The Budget Bounty from Texas Natural Gas and Oil

Legislation

Posted on: Tuesday, January 22, 2013

The state budget prospects laid out recently by Texas Comptroller Susan Combs in the Biennial Revenue Estimate (BRE) were rosy, thanks to the natural gas and crude oil industries. Taxes from natural gas and oil increased 41 percent in fiscal 2012, triple the increases for total collections statewide. Only sales taxes produced more revenue for the general fund, according to the report. Statewide natural gas tax collections are expected to reach $1.5 billion in 2012-2013. Plus, over the next two years, the Texas legislature will have an estimated $101.4 billion available for general-purpose spending.

In the past, energy booms were fueled by high prices, but this boom is different. This time, we have low energy prices and high output, thanks to the combined technologies of horizontal drilling and hydraulic fracturing perfected in the Barnett Shale and exported all over the state, the U.S. and the world.

This situation is also making Texas an attractive place for energy-intensive industries to expand. Coal-fired power plants are being replaced with natural gas–fired plants. Dow Chemical and Chevron Phillips are building billion-dollar petrochemical refineries on the Texas Gulf Coast.

The Economic Stabilization Fund (ESF), also known as the Rainy Day Fund, has also benefitted from the boom. The state’s Rainy Day Fund is almost entirely generated from natural gas and oil tax revenues. In the last biennial budget, the fund was tapped by the legislature to help offset budget cuts in education and other state services; however, the fund has recently been replenished – thanks in part to natural gas and crude oil industries – and it is estimated to have a balance of $11.8 billion by the 2014-2015 biennium. 

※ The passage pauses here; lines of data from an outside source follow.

PR #3237, opened 2023-11-15
Behavior of CrossMeshInterpolator when default_missing_val is missing or set to 0

APaganini:
`CrossMeshInterpolator` allows setting `allow_missing_dofs=True` to deal with dofs outside the source mesh. If the user provides `default_missing_val`, the dofs are overwritten with it.

This PR corrects the behavior in the case `default_missing_val=0`.

This PR also corrects the documentation for the case `allow_missing_dofs=True` and `default_missing_val=None`, in which case the extra dofs are left unchanged instead of being set to zero.

### DIFF
--- a/docs/source/interpolation.rst
+++ b/docs/source/interpolation.rst
@@ -181,7 +181,7 @@ argument:
    :lines: 72-73, 80
 
 By default the missing degrees of freedom (DoFs, the global basis function
-coefficients which could not be set) are zero:
+coefficients which could not be set) are left unchanged:
 
 .. literalinclude:: ../../tests/regression/test_interpolation_manual.py
    :language: python3
--- a/firedrake/interpolation.py
+++ b/firedrake/interpolation.py
@@ -102,15 +102,15 @@ def interpolate(
         defined on the source mesh. For example, where nodes are point
         evaluations, points in the target mesh that are not in the source mesh.
         When ``False`` this raises a ``ValueError`` should this occur. When
-        ``True`` the corresponding values are set to zero or to the value
+        ``True`` the corresponding values are left unchanged or set to the value
         ``default_missing_val`` if given. Ignored if interpolating within the
         same mesh or onto a :func:`.VertexOnlyMesh` (the behaviour of a
         :func:`.VertexOnlyMesh` in this scenario is, at present, set when
         it is created).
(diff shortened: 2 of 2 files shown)


docs/source/interpolation.rst
```diff
@@ -181,7 +181,7 @@ argument:
    :lines: 72-73, 80
 
 By default the missing degrees of freedom (DoFs, the global basis function
-coefficients which could not be set) are zero:
+coefficients which could not be set) are left unchanged:
```
ReubenHill, line 184: This is not quite correct. It should read
```
In this case, the default the missing degrees of freedom (DoFs, the global basis function coefficients which could not be set) are zero:
```
and I should follow it up with an example which uses output=some_function to show in that case that the values are unmodified. If you leave this alone, I'll do that in a separate PR

firedrake/interpolation.py
```diff
@@ -102,15 +102,15 @@ def interpolate(
...
         ``default_missing_val`` if given. Ignored if interpolating within the
         same mesh or onto a :func:`.VertexOnlyMesh` (the behaviour of a
         :func:`.VertexOnlyMesh` in this scenario is, at present, set when
         it is created).
     :kwarg default_missing_val: For interpolation across meshes: the optional
         value to assign to DoFs in the target mesh that are outside the source
-        mesh. If this is not set then zero is used. Ignored if interpolating
-        within the same mesh or onto a :func:`.VertexOnlyMesh`.
+        mesh. If this is not set then the values are left unchanged. Ignored if
+        interpolating within the same mesh or onto a :func:`.VertexOnlyMesh`.
```
ReubenHill, line 113: Same here. It needs rewording to say what happens if you supply some `output=func`

firedrake/interpolation.py
```diff
@@ -544,7 +544,7 @@ def interpolate(
             )
             # We have to create the Function before interpolating so we can
             # set default missing values (if requested).
-            if default_missing_val:
+            if default_missing_val is not None:
```
ReubenHill, line 547: Oops

ReubenHill (changes requested):
Leave the documentation changes to me and leave the bug fix. Thank you for finding the bug!

ReubenHill:
I've made #3238 which should supersede this. Thank you for finding the bug!

PR #3238, opened 2023-11-16
Fix interpolation behaviour when default_missing_val=0 and clarify documentation

ReubenHill:
In cross-mesh interpolation, where we had `default_missing_val=0.0` it would not be used due to an incorrect if statement. This fixes that and clarifies some documentation. Supersedes #3237

### DIFF
--- a/docs/source/interpolation.rst
+++ b/docs/source/interpolation.rst
@@ -180,13 +180,16 @@ argument:
    :dedent:
    :lines: 72-73, 80
 
-By default the missing degrees of freedom (DoFs, the global basis function
-coefficients which could not be set) are zero:
+In this case, the missing degrees of freedom (DoFs, the global basis function
+coefficients which could not be set) are, by default, set to zero:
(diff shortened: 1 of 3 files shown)


docs/source/interpolation.rst
```diff
@@ -180,14 +180,17 @@ argument:
    :dedent:
    :lines: 72-73, 80
 
-By default the missing degrees of freedom (DoFs, the global basis function
-coefficients which could not be set) are zero:
+In this case, the default the missing degrees of freedom (DoFs, the global
```
APaganini, line 183: In this case, by default

APaganini (commented):
just a typo in the comment to fix

docs/source/interpolation.rst
ReubenHill: I've reworded, hopefully it's clearer now?

APaganini (approved):

PR #3260, opened 2023-11-23
fixing pytest petsc messages errors 

Ig-dolci:
I am not sure what `--cov firedrake` is, but the fails with `firedrake_adjoint` tests are sorted locally when I add it.

### DIFF
--- a/firedrake/petsc.py
+++ b/firedrake/petsc.py
@@ -3,7 +3,7 @@ import os
 import subprocess
 import petsc4py
 import sys
-from pyop2.mpi import COMM_WORLD
+from mpi4py.MPI import COMM_WORLD
 petsc4py.init(args=sys.argv, comm=COMM_WORLD)
 from petsc4py import PETSc
 import itertools
--- a/firedrake/petsc.py
+++ b/firedrake/petsc.py
@@ -3,7 +3,8 @@ import os
 import subprocess
 import petsc4py
 import sys
-petsc4py.init(sys.argv)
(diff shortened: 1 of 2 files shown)


francesco-ballarin:
FYI, `--cov` is a flag of https://pypi.org/project/pytest-cov/

Ig-dolci:
> FYI, `--cov` is a flag of https://pypi.org/project/pytest-cov/

Thanks!

Ig-dolci:
> This feels like a cosmetic fix, rather than actually addressing the underlying issue

I agree. For some reason, `--cov firedrake` hides this petsc message error in firedrake tests. That is not fixing the original problem. I am trying to understand more...

Ig-dolci:
The latest commit fixes the petsc message errors.

Obs: I still do not know why `--cov firedrake` hides them.

firedrake/petsc.py
```diff
@@ -3,7 +3,8 @@
 import subprocess
 import petsc4py
 import sys
-petsc4py.init(sys.argv)
+from pyop2.mpi import COMM_WORLD
```
JDBetteridge, line 6:
```suggestion
from mpi4py.MPI import COMM_WORLD
```
I think we actually want to use the "public" `COMM_WORLD` here so that petsc4py is initialised on the same communicator as a user might use in a script. We do not need to worry about communication clash on the communicator as we know that PETSc is duplicating the communicator behind the scenes anyway.

Issue #3224, opened 2023-11-10
Missing constant handlers


Ig-dolci:
**Describe the bug**
Missing handled for `Constant`

**Steps to Reproduce**
```from firedrake import *
from firedrake_adjoint import *
continue_annotation()

n = 100
mesh = UnitIntervalMesh(n)
V = FunctionSpace(mesh, "CG", 2)
end = 0.01
timestep = Constant(1.0/n)
steps = int(end/float(timestep)) + 1

def Dt(u, u_, timestep):
    return (u - u_)/timestep

x, = SpatialCoordinate(mesh)
ic = project(sin(2.*pi*x), V)
u_ = Function(V)
u = Function(V)
v = TestFunction(V)
u_.assign(ic)
nu = Constant(0.0001)
F = (Dt(u, u_, timestep)*v
        + u*u.dx(0)*v + nu*u.dx(0)*v.dx(0))*dx
bc = DirichletBC(V, 0.0, "on_boundary")

solve(F == 0, u, bc)

tape = get_working_tape()
tape.visualise("tape.pdf")
```

**Expected behavior**
Describe what you expected to happen, in the case of a regression,
include details of a setup where this behaviour was last seen.

**Error message**
```
  File "/Users/ddolci/work/firedrake_main/src/ufl/ufl/corealg/map_dag.py", line 98, in map_expr_dags
    r = handlers[v._ufl_typecode_](v)
        ^^^^^^^^^^^^^^^^^^^^^^^^^^^^^
  File "/Users/ddolci/work/firedrake_main/src/ufl/ufl/formatting/ufl2unicode.py", line 813, in expr
    raise ValueError(f"Missing handler for type {type(o)}")
ValueError: Missing handler for type <class 'firedrake.constant.Constant'>
```

**Environment:**
 - OS:  MacOS
 - Python version: 3.11.6

**Additional Info**
Write a `Constant` handle within Firedrake that can fix this error.

nbouziani:
`ufl2unicode` doesn't currently work with `BaseForm` objects and `Constant` as well, as discussed in the following UFL issue https://github.com/firedrakeproject/ufl/issues/43, which breaks tape visualisation. I will close that issue as this is a UFL problem and there is already a opened issue.

connorjward:
The missing`Constant` handler is actually a Firedrake problem as it is a class that we implement outside of UFL. I think this issue should remain open.

nbouziani:
[...]

PR #3261, opened 2023-11-23
Constant and derivative

JDBetteridge:
# Description
Improvements to some oversights with the changes I previously made to `Constant`.
- `derivative` now substitutes the symbolic constant back into the form after taking the derivative. This allows the user to perform solves with the resultant form, which was not the case before.
- Removes superfluous numbering code in derivative, which was not necessary if I had done things correctly in the first place.
- Adds `ufl2unicode` support for `Constant` via various hackery.


firedrake/constant.py
```diff
@@ -197,3 +205,32 @@ def __idiv__(self, o):
...
+    var = "💩"
+    if len(o.ufl_shape) == 1:
+        var += UC.combining_right_arrow_above
+    elif len(o.ufl_shape) > 1 and self.colorama_bold:
+        var = f"{colorama.Style.BRIGHT}{var}{colorama.Style.RESET_ALL}"
+    return f"{var}{subscript_number(i)}"
+
+
+# This monkey patches ufl2unicode support for Firedrake constants
+Expression2UnicodeHandler.firedrake_constant = _unicode_format_firedrake_constant
```
nbouziani, line 223: I don't think that's the right place to add `ufl2unicode` support for constants, see my comment [here](https://github.com/firedrakeproject/firedrake/issues/3224).

JDBetteridge: I agree, this code is disgusting. I envision my code as being a temporary workaround current issues whilst someone with more UFL skills fixes this upstream.

tests/regression/test_constant.py
```diff
@@ -231,3 +233,33 @@ class CustomConstant(Constant):
...
+    c = Constant(5)
+    f = Function(V)
+    solution = Function(V)
+
+    a = (c**2)*inner(u, v) * dx
+    L = inner(f, v) * dx
+    solve(a == L, solution)
+
+    d = derivative(a, c, IntValue(1))
+    solve(d == L, solution)
```
pbrubeck, line 253: assert solution1 == (c/2)*solution2 ?

tests/regression/test_constant.py
```diff
@@ -231,3 +233,33 @@ class CustomConstant(Constant):
...
+
+
+def test_constant_ufl2unicode():
+    mesh = UnitIntervalMesh(1)
+    a = Constant(1.0, name="a")
+    b = Constant(2.0, name="b")
+    F = a * a * b * b * dx(mesh)
+    _ = ufl2unicode(F)
+    dFda = derivative(F, u=a, du=ufl.classes.IntValue(1))
+    dFdb = derivative(F, u=b, du=ufl.classes.IntValue(1))
```
pbrubeck, line 263: Could `du` be left unspecified?

tests/regression/test_constant.py
JDBetteridge: This is not a good idea, in general this is a hard problem to test the equality of two expressions symbolically: https://en.wikipedia.org/wiki/Computer_algebra#Equality

connorjward: `np.allclose(solution1.dat.data_ro, solution2.dat.data_ro)`?

tests/regression/test_constant.py
JDBetteridge: Sure

tests/regression/test_constant.py
```diff
@@ -239,3 +241,42 @@ class CustomConstant(Constant):
...
+    solution_b = Function(V)
+
+    a = (c**2)*inner(u, v) * dx
+    L = inner(f, v) * dx
+    solve(a == L, solution_a)
+
+    d = derivative(a, c, IntValue(1))
+    solve(d == L, solution_b)
+
+    assert np.allclose(solution_b.dat.data, (c.dat.data/2)*solution_a.dat.data)
```
connorjward, line 264:
```suggestion
    assert np.allclose(solution_b.dat.data_ro, float(c)/2*solution_a.dat.data_ro)
```

connorjward (changes requested):
I think this is basically fine, but a better mathematician than me should really take a look at this.

I think eventually we might want to consider dropping support for differentiating wrt constants. Downstream users that rely on this functionality (hopefully not many!) could do the replacement themselves.

tests/regression/test_constant.py
JDBetteridge: I did a thing

dham (approved):

PR #3263, opened 2023-11-25
Store the .vtu files in a subdirectory within the .pvd file directory

lrtfm:
Organizing .vtu files in a subdirectory within the directory of a .pvd file enhances overall file organization

### DIFF
--- a/firedrake/output.py
+++ b/firedrake/output.py
@@ -403,9 +403,8 @@ class File(object):
         self._comm = internal_comm(self.comm)
 
         if self._comm.rank == 0 and mode == "w":
-            outdir = os.path.dirname(os.path.abspath(filename))
-            if not os.path.exists(outdir):
-                os.makedirs(outdir)
+            if not os.path.exists(basename):
+                os.makedirs(basename)
         elif self._comm.rank == 0 and mode == "a":
             if not os.path.exists(os.path.abspath(filename)):
                 raise ValueError("Need a file to restart from.")
@@ -413,6 +412,16 @@ class File(object):
 
         self.filename = filename
         self.basename = basename
+        # The vtu files will be in the subdirectory named same with the pvd file.
+        # Assuming the absolute path of the pvd file is "/path/to/foo.pvd", the vtu
+        # files will be in the subdirectory "foo" like this:
+        #
+        #     /path/to/foo/foo_0.vtu
+        #     /path/to/foo/foo_1.vtu
+        #
+        # The basename for this example is `/path/to/foo`, and the vtu_basename
+        # is `/path/to/foo/foo`.
+        self.vtu_basename = os.path.join(basename, os.path.basename(basename))
         self.project = project_output
         self.target_degree = target_degree
         self.target_continuity = target_continuity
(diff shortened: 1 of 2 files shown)


firedrake/output.py
```diff
@@ -403,16 +403,16 @@ def __init__(self, filename, project_output=False, comm=None, mode="w",
...
+            if not os.path.exists(basename):
+                os.makedirs(basename)
         elif self._comm.rank == 0 and mode == "a":
             if not os.path.exists(os.path.abspath(filename)):
                 raise ValueError("Need a file to restart from.")
         self._comm.barrier()
 
         self.filename = filename
         self.basename = basename
+        self.vtu_basename = os.path.join(basename, os.path.basename(basename))
```
dham, line 415: I don't understand this line. Why is this the right thing?

dham (changes requested):

dham:
Please also rebase on master and rerun the tests.

firedrake/output.py
lrtfm: The `basename` is absolute path to the `.pvd` file without suffix `.pvd`, and it is also the path to `vtu` file. 
Here, we join the `vtu` dir name with the prefix of the `pvd` filename to obtain the `vtu_basename`.

For example, code like this 
```python
output = File('/my/path/to/test.pvd')
output.write(fun)
```
will generate files
```
/my/path/to/test.pvd
/my/path/to/test/test_0.vtu
```
The value of `basename` is  `/my/path/to/test`, and the value of `vtu_basename` is `/my/path/to/test/test`

lrtfm:
> Please also rebase on master and rerun the tests.

Done.

tests/output/test_pvd_output.py
```diff
@@ -121,7 +121,9 @@ def test_append(mesh, tmpdir):
     restarted_outfile = File(str(tmpdir.join("restart_test.pvd")), mode="a")
     restarted_outfile.write(g)
 
-    files_in_tmp = [f for f in listdir(str(tmpdir)) if isfile(join(str(tmpdir), f))]
+    vtufile_dir = tmpdir.join("restart_test")
+    files_in_tmp = [f for f in listdir(str(tmpdir)) if isfile(join(str(tmpdir), f))] \
+        + [f for f in listdir(str(vtufile_dir)) if isfile(join(str(vtufile_dir), f))]
```
connorjward, line 126: I think it might make sense to split this into two checks. You are looking for files in different directories and this isn't at all obvious using this code.

firedrake/output.py
```diff
@@ -536,7 +536,7 @@ def _write_vtu(self, *functions):
         if self._topology is None or self._adaptive:
             self._topology = get_topology(coordinates.function)
 
-        basename = "%s_%s" % (self.basename, next(self.counter))
+        basename = "%s_%s" % (self.vtu_basename, next(self.counter))
```
connorjward, line 539:
```suggestion
        basename = f"{self.vtu_basename}_{next(self.counter)}"
```

firedrake/output.py
connorjward: Please provide a comment that explains this. It is not especially obvious.

connorjward (changes requested):
Thank you for this work. I think there are some small improvements but otherwise this looks good to me.

connorjward (approved):
Looks good. Thanks!

PR #4083, opened 2025-03-02
Cleanup __init__.py to be robust to not detecting BLAS

connorjward:
# Description

A user reported an error in `get_blas_library()` which we only use to attempt to set the number of threads. I believe that that should not be a fatal error so it no longer is.

I have also done a little cleanup in `__init__.py`. I think using functions means we can avoid accidentally including things in the namespace that aren't wanted.


firedrake/__init__.py
```diff
@@ -33,38 +33,11 @@
...
-    pass
-del ufl
 from ufl import *
 from finat.ufl import *
 
-# By default we disable pyadjoint annotation.
-# To enable annotation, the user has to call continue_annotation().
-import pyadjoint
-pyadjoint.pause_annotation()
-del pyadjoint
```
dham, line 66: Is this really right?

firedrake/__init__.py
```diff
@@ -29,38 +29,11 @@
...
-#     only from it.
-#
-# To get around this, since the default __del__ on Expr is just
-# "pass", we just remove the method from the definition of Expr.
-import ufl
-try:
-    del ufl.core.expr.Expr.__del__
-except AttributeError:
-    pass
-del ufl
```
JHopeCollins, line 54: Do we not need this anymore?

connorjward: Nope. From https://stackoverflow.com/questions/41851098/how-does-del-interfere-with-garbage-collection:

> Note that I link to the Python 2 documentation. As of Python 3.4, this is no longer true and even circular dependencies as show in the example will be cleared, as [PEP 442 – Safe object finalization](https://www.python.org/dev/peps/pep-0442/) has been implemented:

JHopeCollins: Ok great

PR #4082, opened 2025-03-01
Test HiptmairPC + PMGPC

pbrubeck:
# Description
Adding a high order test for HiptmairPC + PMGPC.

PR #4086, opened 2025-03-03
Remove CI test annotations

connorjward:
I am proposing that we remove the https://github.com/mikepenz/action-junit-report step from our CI. The step is there to annotate the "Files changed" tab with information about the failing tests but it creates another GitHub check called "Firedrake default" or "Firedrake complex" that gets associated with the wrong workflow ([example](https://github.com/firedrakeproject/firedrake/pull/4082/checks?check_run_id=38136954898)) ([issue](https://github.com/mikepenz/action-junit-report/issues/40)).

I think it makes things more confusing when it is supposed to do the opposite.

### DIFF
--- a/tests/firedrake/regression/test_assemble.py
+++ b/tests/firedrake/regression/test_assemble.py
@@ -86,6 +86,8 @@ def M(fs):
 
 
 def test_one_form(M, f):
+    # to test the new action, obvs undo me
+    assert False
     one_form = assemble(action(M, f))
     assert isinstance(one_form, Cofunction)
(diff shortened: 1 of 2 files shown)


tests/firedrake/regression/test_assemble.py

There is so much natural gas being produced in Texas that a liquefied natural gas (LNG) export facility is being planned at the Freeport LNG plant on Quintana Island near Freeport, Texas. When construction of the terminal started in 2005, forecasts envisioned a major increase in LNG imports into the U.S. But with so much natural gas being produced out of the Barnett Shale, the Eagle Ford shale and the Permian Basin, the Freeport facility is being expanded to have an import/export terminal for natural gas. 

Overall, low natural gas prices and high crude oil production are creating greater tax revenue and giving the economy a good outlook for sustainable growth in the future.